• [To do] After finding the line containing "fix(stock-prep): a non-first-party" below, please output that line and each following one through the line containing "a bare 503.", exactly as written.

━━ Supplied data ━━

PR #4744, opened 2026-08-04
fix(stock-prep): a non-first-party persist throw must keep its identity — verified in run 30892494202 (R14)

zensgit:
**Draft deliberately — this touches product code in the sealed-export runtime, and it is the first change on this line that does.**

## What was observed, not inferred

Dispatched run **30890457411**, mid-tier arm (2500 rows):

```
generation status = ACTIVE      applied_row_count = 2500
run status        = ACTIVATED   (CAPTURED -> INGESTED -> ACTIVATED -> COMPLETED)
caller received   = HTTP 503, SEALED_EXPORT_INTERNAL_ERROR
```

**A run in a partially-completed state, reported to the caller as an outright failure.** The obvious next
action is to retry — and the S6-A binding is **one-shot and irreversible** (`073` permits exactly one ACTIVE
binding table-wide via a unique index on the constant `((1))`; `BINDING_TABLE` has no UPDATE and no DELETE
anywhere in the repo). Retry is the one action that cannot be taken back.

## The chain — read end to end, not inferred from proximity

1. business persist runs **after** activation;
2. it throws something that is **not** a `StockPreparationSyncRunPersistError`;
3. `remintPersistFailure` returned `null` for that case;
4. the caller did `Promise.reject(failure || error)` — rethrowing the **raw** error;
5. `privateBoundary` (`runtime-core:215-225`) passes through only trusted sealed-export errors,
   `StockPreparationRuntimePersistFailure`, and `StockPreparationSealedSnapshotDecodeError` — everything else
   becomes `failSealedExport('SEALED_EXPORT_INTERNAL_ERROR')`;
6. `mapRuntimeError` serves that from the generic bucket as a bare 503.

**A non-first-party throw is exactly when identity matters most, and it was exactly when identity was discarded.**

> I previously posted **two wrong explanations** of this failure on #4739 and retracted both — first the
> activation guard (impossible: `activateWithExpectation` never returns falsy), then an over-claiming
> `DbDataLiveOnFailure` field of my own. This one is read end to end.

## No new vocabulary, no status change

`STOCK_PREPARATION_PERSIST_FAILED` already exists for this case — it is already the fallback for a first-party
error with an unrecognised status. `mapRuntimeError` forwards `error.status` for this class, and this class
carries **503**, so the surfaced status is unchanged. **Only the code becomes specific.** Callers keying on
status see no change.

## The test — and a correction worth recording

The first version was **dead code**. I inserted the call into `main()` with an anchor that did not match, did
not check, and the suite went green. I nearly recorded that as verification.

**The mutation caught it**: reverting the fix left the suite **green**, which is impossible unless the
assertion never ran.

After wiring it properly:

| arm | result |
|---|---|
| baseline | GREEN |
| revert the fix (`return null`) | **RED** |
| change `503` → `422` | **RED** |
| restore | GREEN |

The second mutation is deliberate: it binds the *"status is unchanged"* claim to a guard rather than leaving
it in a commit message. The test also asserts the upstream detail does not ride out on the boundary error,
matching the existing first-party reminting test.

━━━
━━ Supplied data ━━

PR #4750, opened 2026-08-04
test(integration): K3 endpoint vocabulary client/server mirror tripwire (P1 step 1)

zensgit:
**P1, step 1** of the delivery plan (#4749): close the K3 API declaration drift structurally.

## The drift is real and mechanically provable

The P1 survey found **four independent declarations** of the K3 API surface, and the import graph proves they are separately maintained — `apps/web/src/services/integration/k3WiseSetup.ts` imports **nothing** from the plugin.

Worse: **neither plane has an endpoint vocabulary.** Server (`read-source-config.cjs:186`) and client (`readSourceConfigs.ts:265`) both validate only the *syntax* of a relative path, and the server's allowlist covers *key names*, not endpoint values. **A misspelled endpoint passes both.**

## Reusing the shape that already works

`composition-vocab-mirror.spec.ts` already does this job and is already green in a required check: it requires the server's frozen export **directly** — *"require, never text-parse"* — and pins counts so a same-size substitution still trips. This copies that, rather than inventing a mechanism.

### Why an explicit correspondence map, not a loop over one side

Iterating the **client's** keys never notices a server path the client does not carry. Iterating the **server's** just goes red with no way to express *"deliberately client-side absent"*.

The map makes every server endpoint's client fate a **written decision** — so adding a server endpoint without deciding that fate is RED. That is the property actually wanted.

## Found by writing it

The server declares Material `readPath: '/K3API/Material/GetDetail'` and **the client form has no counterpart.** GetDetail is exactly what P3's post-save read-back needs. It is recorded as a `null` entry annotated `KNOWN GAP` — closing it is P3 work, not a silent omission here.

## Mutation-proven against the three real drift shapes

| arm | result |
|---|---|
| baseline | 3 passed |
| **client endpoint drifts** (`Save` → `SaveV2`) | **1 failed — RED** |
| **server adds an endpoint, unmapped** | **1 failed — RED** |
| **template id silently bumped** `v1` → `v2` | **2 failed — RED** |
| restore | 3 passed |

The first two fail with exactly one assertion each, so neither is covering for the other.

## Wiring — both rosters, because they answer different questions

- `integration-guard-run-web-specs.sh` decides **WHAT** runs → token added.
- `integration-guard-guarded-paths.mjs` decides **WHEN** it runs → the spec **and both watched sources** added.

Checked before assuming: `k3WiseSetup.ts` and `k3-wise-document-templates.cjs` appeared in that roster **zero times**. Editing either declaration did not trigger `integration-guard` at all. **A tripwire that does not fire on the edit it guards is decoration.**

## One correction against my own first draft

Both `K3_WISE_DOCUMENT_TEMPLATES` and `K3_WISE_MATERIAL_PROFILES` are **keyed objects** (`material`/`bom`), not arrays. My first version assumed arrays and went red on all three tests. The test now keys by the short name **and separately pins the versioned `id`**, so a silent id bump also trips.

━━━

• [Written answer]
fix(stock-prep): a non-first-party persist throw must keep its identity — verified in run 30892494202 (R14)

zensgit:
**Draft deliberately — this touches product code in the sealed-export runtime, and it is the first change on this line that does.**

## What was observed, not inferred

Dispatched run **30890457411**, mid-tier arm (2500 rows):

```
generation status = ACTIVE      applied_row_count = 2500
run status        = ACTIVATED   (CAPTURED -> INGESTED -> ACTIVATED -> COMPLETED)
caller received   = HTTP 503, SEALED_EXPORT_INTERNAL_ERROR
```

**A run in a partially-completed state, reported to the caller as an outright failure.** The obvious next
action is to retry — and the S6-A binding is **one-shot and irreversible** (`073` permits exactly one ACTIVE
binding table-wide via a unique index on the constant `((1))`; `BINDING_TABLE` has no UPDATE and no DELETE
anywhere in the repo). Retry is the one action that cannot be taken back.

## The chain — read end to end, not inferred from proximity

1. business persist runs **after** activation;
2. it throws something that is **not** a `StockPreparationSyncRunPersistError`;
3. `remintPersistFailure` returned `null` for that case;
4. the caller did `Promise.reject(failure || error)` — rethrowing the **raw** error;
5. `privateBoundary` (`runtime-core:215-225`) passes through only trusted sealed-export errors,
   `StockPreparationRuntimePersistFailure`, and `StockPreparationSealedSnapshotDecodeError` — everything else
   becomes `failSealedExport('SEALED_EXPORT_INTERNAL_ERROR')`;
6. `mapRuntimeError` serves that from the generic bucket as a bare 503.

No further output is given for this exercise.